To be fair the bug could be in tor and not
OpenSSL, but I suspect OpenSSL on an instinct.

I'll be disabling the second crypto thread in
tor to test this, though this check can only be
conclusive if it fails.

A more direct way to finding such issues is to run
tor+libssl.so +libcrypto.so compiled with
TSAN (thread sanitizer). Unfortunately TSAN is
massive CPU hog and though not as bad a the
Valgrind Helgrind tool, still makes it impossible
to run a relay live this way.

So I'm hoping someone who works with the Tor test
network and ASAN builds can spend some time trying
it with TSAN. I may still take a crack at it at
some point and run the relay for an few minutes
with a TSAN build, but the test environment seems
a better approach on this.

comment:17 Changed 2 years ago by cypherpunks

happens on the next consensus download after a pair of locally written control-channel scripts are run manually.

What kind of control-channel scripts, do they communicate over Tor's control port?

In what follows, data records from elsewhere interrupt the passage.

Issue #533, opened 2013-10-17
Apache ErrorDocument is not executed when error code has been rewritten in Phase 4 


rcbarnett:
MODSEC-385: (Same behavior which was written in https://www.modsecurity.org/tracker/browse/MODSEC-183.)

Basically the problem is that, although the right status code returns to the client, the appropriate ErrorDocument doesn't appear in a browser. Furthermore, there are no indication in strace that apache even tried to open any ErrorDocument page.

Setup:
Apache config has ErrorDocument 403 /error/403.html

Basic modsecurity configuration, two more line added:
SecRule REQUEST_URI attack "id:'1',phase:1,log,deny,status:403"
SecRule RESPONSE_STATUS "@eq 500" "phase:4,deny,status:403,id:1111"

Response to the first:
http://s18.postimage.org/hmr0y4sax/custom403working.png

Text form:
"http://192.168.110.139/attack

403

This is my custom error message page, every 403 should be end up with this. "

Response to the second:
http://s18.postimage.org/l530uit6x/custom403notworking.png

Text form:
"http://192.168.110.139/test.php

Forbidden

You don't have permission to access /test.php on this server.

Additionally, a 403 Forbidden error was encountered while trying to use an ErrorDocument to handle the request.
Apache/2.2.22 (Ubuntu) Server at 192.168.110.139 Port 80"

Test.php (this triggers an Error 500):
<?php
    require_once('unavailable file');
?>

It seems, in Phase 4 (as a matter of fact Phase 3 produces the same) response rewrite can't end on a custom ErrorDocument page for some reason. Even funnier, if I modify the line for the sake of testing as below:
SecRule RESPONSE_STATUS "@eq 500" "phase:4,deny,status:200,id:1111"

Response:
OK

The server encountered an internal error or misconfiguration and was unable to complete your request.

Please contact the server administrator, webmaster@localhost and inform them of the time the error occurred, and anything you might have done that may have caused the error.

More information about this error may be available in the server error log.

Additionally, a 200 OK error was encountered while trying to use an ErrorDocument to handle the request.

Apache/2.2.22 (Ubuntu) Server at 192.168.110.139 Port 80

If you need any more information please let me know.

bhafichuk-redfall:
I was wondering if there was any insight into a work around for this issue? http://sourceforge.net/p/mod-security/mailman/message/24053417/ seems to explain fairly closely the problem we are having.

[...]

PR #2850, opened 2022-12-22
Clear original response code in send_error_bucket function

### LINKED ISSUE #2849: Apache httpd does not execute ErrorDocument directive if response code is changed during phase 4
**Describe the bug**
When response code is changed during phase 4 and the original response code is other than 200, Apache httpd does not execute ErrorDocument directive and bad response is generated.

**Logs and dumps**

Output of:
 1. DebugLogs (level 9)
 
[modsec_debug.log](https://github.com/SpiderLabs/ModSecurity/files/10278739/modsec_debug.log)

comment:18 Changed 2 years ago by starlight

That was a case of false correlation rather than
causation. Control channel has nothing to do
with it. Read recent updates here rather
than the initial report.

At this point I believe the problem is a
race-condition bug in OpenSSL that is exposed
by compiling and linking OpenSSL libraries
with LTO.

Now running for awhile with non-LTO OpenSSL
and with NumCPUs 1 and so far no corruption
events. However this does not prove anything
and at some point I may go back and run
TSAN and try and shake out the bug.

NOTE: NumCPUs 1 does not eliminate threading,
what it does is make the crypto-worker pool
have one thread. The bug could be either
two crypto-workers colliding or a crypto-
worker colliding with the main thread.
Perhaps TSAN will show which.

comment:19 Changed 2 years ago by starlight

The scripts are in comment 7 above.

Is advisable to read long bug
reports before commenting on them.

comment:20 Changed 2 years ago by starlight

Again!

Error decoding identity digest "rnTn"
Got a bad signature on a networkstatus vote
last message repeated 7 times
Consensus does not include configured authority 'urras' at 208.83.223.34:443 (identity 80550987E1D626E3EBA5E5E75A458DE0626D088C)
A consensus needs 5 good signatures from recognized authorities for us to accept it. This one has 0 (). 8 of the signatures on it didn't verify correctly.
Not enough good signatures on networkstatus consensus
Unable to load ns consensus directory downloaded from server '199.254.238.52:80'. I'll try again soon.
Error decoding identity digest "rnTn"
Got a bad signature on a networkstatus vote
last message repeated 7 times
Consensus does not include configured authority 'urras' at 208.83.223.34:443 (identity 80550987E1D626E3EBA5E5E75A458DE0626D088C)
A consensus needs 5 good signatures from recognized authorities for us to accept it. This one has 0 (). 8 of the signatures on it didn't verify correctly.
Not enough good signatures on networkstatus consensus
Unable to load ns consensus directory downloaded from server '131.188.40.189:80'. I'll try again soon.
Error decoding identity digest "rnTn"
Got a bad signature on a networkstatus vote
last message repeated 7 times
Consensus does not include configured authority 'urras' at 208.83.223.34:443 (identity 80550987E1D626E3EBA5E5E75A458DE0626D088C)
A consensus needs 5 good signatures from recognized authorities for us to accept it. This one has 0 (). 8 of the signatures on it didn't verify correctly.
Not enough good signatures on networkstatus consensus
Unable to load ns consensus directory downloaded from server '194.109.206.212:80'. I'll try again soon.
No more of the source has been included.